◆ **How to complete this task**
Report the number of lines in the data below that hold "only", without any other words.

◆ **Data for the task**
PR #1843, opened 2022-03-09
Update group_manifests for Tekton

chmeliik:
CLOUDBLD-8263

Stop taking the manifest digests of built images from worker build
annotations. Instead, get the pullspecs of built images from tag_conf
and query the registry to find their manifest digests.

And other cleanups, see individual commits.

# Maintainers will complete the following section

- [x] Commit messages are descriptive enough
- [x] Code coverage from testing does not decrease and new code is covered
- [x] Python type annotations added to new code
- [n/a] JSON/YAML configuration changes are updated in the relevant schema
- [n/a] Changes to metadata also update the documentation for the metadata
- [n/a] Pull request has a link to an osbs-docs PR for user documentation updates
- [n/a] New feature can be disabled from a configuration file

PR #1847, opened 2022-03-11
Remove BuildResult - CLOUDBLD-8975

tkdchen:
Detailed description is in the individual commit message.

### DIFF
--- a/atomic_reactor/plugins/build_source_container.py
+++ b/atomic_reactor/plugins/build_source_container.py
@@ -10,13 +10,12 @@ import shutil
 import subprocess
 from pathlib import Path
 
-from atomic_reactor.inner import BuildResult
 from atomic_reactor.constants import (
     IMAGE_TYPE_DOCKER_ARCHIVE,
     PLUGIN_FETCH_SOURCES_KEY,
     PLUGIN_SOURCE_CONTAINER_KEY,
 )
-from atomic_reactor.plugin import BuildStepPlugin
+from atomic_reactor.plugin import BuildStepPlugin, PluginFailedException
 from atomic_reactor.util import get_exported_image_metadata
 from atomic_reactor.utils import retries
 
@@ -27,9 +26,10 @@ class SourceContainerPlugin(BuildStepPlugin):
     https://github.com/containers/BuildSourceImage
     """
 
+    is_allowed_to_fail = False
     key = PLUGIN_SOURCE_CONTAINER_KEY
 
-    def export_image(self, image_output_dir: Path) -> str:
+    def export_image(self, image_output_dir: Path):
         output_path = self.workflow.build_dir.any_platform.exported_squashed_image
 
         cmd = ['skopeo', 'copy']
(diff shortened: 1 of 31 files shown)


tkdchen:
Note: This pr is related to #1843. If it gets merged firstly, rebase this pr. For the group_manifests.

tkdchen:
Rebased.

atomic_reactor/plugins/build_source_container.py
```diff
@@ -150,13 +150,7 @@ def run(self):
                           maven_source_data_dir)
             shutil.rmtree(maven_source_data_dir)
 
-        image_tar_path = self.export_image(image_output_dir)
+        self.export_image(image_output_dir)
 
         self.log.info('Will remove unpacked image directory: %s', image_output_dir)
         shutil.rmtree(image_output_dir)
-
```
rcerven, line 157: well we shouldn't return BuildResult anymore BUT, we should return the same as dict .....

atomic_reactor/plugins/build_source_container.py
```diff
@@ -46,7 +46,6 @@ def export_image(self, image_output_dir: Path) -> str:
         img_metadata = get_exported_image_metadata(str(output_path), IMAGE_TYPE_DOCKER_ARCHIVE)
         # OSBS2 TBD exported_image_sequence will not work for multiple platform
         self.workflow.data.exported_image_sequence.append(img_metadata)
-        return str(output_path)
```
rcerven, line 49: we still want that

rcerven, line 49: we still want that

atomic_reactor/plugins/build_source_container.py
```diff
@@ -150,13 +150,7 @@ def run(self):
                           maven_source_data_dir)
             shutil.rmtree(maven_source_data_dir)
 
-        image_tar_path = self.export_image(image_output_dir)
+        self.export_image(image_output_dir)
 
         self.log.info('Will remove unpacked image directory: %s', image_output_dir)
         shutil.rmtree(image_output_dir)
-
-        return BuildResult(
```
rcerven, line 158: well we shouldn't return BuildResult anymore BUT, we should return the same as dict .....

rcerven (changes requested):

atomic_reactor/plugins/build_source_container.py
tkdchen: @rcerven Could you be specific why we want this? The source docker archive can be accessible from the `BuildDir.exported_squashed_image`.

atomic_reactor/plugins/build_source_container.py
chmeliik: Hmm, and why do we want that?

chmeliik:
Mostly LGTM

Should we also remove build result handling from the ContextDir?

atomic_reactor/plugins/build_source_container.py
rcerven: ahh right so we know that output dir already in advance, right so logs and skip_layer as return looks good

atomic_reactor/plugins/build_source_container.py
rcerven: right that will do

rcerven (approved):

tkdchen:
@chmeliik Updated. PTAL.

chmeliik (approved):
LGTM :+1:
* * *
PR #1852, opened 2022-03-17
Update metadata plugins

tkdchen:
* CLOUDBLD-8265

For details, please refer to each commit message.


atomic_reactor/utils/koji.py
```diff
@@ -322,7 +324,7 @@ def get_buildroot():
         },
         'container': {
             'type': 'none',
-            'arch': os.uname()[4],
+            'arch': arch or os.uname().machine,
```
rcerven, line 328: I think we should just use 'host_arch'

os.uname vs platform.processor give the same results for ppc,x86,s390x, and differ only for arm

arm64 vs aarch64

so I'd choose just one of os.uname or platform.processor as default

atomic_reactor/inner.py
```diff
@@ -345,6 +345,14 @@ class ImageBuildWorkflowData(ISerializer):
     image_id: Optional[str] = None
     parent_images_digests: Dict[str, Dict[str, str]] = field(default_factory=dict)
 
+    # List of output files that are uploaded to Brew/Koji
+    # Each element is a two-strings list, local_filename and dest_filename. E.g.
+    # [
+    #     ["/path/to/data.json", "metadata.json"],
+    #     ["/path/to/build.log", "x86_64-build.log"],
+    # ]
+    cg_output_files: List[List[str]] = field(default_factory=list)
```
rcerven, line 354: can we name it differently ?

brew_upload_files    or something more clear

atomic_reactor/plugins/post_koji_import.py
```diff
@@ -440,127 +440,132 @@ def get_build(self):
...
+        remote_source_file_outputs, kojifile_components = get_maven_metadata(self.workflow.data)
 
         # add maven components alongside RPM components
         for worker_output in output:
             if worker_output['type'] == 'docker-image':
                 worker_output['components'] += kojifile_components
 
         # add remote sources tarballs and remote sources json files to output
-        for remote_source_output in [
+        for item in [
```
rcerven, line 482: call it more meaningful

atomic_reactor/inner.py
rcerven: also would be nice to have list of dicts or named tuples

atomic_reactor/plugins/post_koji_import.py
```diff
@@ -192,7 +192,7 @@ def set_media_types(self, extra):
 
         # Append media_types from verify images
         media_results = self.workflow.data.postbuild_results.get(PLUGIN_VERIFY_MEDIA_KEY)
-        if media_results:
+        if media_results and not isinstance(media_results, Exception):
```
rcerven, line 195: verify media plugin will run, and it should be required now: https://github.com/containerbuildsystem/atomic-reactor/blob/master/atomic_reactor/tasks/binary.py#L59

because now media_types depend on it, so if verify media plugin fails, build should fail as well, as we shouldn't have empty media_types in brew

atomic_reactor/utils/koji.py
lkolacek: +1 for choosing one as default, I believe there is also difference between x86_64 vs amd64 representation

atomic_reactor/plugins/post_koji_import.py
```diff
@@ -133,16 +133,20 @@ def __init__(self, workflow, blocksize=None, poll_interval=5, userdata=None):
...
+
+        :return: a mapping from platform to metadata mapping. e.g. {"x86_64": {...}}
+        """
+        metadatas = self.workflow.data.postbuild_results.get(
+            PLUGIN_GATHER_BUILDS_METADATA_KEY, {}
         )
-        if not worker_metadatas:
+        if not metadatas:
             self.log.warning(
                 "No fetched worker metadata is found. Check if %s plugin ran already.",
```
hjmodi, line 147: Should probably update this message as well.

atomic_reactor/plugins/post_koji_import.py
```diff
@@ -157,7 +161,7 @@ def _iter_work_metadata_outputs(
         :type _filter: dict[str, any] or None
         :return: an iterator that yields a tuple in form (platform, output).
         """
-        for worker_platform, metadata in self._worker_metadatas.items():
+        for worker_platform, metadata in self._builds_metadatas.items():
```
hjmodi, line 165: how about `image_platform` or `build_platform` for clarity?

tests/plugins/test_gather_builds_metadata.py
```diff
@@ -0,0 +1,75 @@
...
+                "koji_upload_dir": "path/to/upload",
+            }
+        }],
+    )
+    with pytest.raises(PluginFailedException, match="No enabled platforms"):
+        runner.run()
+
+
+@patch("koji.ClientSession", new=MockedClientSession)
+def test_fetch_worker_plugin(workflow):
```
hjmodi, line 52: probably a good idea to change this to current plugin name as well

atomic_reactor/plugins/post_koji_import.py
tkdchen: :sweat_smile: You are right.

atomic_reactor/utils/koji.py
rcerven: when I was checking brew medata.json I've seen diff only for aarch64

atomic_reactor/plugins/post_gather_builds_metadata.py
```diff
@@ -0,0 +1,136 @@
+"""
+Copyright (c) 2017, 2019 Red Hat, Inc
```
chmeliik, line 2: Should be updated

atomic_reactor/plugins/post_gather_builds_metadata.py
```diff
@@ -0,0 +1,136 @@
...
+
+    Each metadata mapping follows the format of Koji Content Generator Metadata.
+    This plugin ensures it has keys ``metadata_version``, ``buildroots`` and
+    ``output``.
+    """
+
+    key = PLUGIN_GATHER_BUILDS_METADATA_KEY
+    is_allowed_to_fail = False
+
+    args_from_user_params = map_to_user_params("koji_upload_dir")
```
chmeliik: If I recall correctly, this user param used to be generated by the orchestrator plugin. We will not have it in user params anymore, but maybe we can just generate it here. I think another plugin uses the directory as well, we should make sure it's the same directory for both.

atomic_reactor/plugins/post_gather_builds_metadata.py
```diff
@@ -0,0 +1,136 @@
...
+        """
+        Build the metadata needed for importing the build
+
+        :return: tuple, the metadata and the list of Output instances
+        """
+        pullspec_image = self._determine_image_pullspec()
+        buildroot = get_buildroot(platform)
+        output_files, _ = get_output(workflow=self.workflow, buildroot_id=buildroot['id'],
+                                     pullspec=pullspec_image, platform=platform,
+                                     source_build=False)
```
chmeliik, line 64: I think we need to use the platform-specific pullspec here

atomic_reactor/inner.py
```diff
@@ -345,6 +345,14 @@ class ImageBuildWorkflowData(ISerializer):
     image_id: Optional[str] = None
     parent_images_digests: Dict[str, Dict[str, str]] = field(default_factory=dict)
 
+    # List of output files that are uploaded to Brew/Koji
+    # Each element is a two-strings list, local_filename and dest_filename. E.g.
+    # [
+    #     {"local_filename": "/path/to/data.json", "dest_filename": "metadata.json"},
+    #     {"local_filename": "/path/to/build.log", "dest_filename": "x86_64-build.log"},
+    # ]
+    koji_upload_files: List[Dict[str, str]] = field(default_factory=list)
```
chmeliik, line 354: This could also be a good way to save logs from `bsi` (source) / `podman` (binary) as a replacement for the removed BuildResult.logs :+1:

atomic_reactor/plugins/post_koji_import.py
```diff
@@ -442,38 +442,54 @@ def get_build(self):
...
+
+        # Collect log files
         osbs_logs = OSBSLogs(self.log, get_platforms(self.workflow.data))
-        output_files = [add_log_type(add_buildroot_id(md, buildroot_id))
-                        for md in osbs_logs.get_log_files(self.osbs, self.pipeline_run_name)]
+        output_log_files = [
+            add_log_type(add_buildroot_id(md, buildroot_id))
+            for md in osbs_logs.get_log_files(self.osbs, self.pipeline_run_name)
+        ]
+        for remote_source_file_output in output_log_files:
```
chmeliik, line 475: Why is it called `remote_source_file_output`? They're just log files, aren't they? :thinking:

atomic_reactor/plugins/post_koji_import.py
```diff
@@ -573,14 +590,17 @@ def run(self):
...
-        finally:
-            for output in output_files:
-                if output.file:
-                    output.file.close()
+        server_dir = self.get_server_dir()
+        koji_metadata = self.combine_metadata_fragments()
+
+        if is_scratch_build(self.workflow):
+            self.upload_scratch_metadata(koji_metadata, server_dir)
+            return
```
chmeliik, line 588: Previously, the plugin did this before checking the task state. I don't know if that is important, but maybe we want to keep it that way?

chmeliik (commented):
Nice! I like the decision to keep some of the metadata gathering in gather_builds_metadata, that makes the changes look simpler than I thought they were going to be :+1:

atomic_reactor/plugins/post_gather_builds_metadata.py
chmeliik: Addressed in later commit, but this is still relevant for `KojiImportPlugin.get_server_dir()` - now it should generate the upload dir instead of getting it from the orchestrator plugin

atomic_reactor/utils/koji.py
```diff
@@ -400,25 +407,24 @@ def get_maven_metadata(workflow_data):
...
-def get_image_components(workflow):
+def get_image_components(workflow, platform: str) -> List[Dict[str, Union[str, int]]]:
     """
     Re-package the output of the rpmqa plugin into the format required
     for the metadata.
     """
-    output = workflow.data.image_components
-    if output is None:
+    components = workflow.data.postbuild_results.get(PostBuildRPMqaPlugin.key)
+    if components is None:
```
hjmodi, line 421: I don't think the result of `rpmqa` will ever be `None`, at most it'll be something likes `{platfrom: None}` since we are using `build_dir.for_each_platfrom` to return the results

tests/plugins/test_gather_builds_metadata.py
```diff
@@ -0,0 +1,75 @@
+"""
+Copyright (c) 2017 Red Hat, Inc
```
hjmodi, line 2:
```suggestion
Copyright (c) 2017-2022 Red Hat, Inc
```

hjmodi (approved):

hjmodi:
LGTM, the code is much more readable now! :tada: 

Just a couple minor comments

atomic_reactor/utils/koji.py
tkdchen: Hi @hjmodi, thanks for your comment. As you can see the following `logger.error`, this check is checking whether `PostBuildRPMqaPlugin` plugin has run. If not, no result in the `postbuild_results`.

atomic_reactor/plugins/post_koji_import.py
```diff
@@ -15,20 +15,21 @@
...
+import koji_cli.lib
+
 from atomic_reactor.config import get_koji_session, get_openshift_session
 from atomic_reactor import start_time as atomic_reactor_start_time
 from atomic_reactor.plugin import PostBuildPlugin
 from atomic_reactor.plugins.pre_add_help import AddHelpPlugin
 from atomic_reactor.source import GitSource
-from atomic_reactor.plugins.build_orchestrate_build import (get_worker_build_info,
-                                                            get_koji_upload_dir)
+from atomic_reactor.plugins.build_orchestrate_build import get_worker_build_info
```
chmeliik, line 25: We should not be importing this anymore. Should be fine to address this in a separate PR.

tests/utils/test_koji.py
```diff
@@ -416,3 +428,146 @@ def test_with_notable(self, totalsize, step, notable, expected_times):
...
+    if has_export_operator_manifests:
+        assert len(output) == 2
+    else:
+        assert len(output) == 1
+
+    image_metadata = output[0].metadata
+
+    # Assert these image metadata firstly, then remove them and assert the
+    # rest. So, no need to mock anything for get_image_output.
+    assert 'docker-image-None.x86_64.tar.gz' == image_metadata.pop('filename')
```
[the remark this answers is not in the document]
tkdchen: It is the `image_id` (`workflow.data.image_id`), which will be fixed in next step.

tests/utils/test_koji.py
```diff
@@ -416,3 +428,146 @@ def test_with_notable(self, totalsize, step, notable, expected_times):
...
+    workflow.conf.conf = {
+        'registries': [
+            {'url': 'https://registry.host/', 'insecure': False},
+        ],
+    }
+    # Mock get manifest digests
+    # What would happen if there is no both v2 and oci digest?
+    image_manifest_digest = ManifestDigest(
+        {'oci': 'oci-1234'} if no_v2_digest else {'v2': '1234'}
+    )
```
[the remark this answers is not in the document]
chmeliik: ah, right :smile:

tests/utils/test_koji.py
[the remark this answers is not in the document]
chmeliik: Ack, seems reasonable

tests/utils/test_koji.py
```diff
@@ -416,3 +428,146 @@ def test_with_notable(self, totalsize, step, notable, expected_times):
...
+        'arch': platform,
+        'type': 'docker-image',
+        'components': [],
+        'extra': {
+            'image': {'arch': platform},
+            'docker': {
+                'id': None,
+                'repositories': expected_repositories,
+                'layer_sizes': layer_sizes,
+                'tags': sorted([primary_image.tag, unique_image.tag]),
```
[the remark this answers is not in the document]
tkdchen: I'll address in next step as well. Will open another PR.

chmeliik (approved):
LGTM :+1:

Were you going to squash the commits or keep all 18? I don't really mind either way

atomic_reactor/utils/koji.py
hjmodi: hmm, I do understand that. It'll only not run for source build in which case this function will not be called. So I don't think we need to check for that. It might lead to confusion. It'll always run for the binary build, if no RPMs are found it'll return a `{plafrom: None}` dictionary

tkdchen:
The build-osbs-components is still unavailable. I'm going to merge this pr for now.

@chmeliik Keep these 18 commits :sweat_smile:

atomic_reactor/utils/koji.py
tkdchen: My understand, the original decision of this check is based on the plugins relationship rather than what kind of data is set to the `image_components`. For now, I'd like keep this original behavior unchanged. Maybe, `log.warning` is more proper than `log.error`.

◆ **Exercise output**
3